Kweon Seong-dong (Korean: 권성동, born 29 April 1960) is a South Korean lawyer and politician. A member of the conservative People Power Party (PPP), he has been the Member of Parliament for Gangneung since 2009.

Before entering politics, Kweon worked as a prosecutor and lawyer at various prosecution offices and the Ministry of Justice. He made his political debut at the 2009 Gangneung by-election which he won with about 51% of popular votes. He made himself known through his role at the 2016 political scandal, which let the impeachment of Park Geun-hye.

Early life and education 
Kweon was born in Gangneung, Gangwon in 1960. He is the eldest of the three sons and a daughter of a housewife and Kweon Seung-ohk (died in 2022), was an educator and the former Director of Gangneung Myeongryun Institution. He attended Gangneung Myeongryun High School before joining Chung-Ang University, where he studied law.

Career 
Although Kweon had ever joined anti-dictatorship movements in 1980, he rather prepared for a bar as he did not agree with "radical changes". He was qualified for the bar in 1985.
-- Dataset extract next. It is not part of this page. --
PR #2366, opened 2026-08-21
test(ci): quarantine test cases instead of whole suites, and check the entries mean something

datlechin:
The macOS gate skipped 39 whole suites. I ran them: 483 of those cases pass, 53 fail.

Shortly after completing national service, he began his prosecutor career at Suwon District Prosecutor's Office in March 1991, where he worked till transferred to Gangneung branch of Chuncheon District Public Prosecutors Office in September 1993. He then moved to Seoul, where he worked at Seoul Central District Prosecutors' Office, the Ministry of Justice, Seoul Eastern District Prosecutors' Offices, and the Supreme Prosecutors' Office, between 1994 and 2000, and again between 2003 and 2005. His prosecutor career came to the end at Gwangju High Prosecutor's Office in 2006. He then briefly worked as a lawyer at Sojong Partners.

While he was working at the Ministry of Justice in 1999, Kweon made a draft of the National Human Rights Commission Act that was later submitted to the National Assembly. The bill was, however, scrapped by the then ruling party, Millennium Democratic Party (MDP), who instead established the National Human Rights Commission based on the demand of left-leaning non-governmental organisations (NGO). This made him to join politics.

Politics 
In the 2008 election, Kweon made an unsuccessful attempt to contest for Gangneung under the Grand National Party (GNP) banner.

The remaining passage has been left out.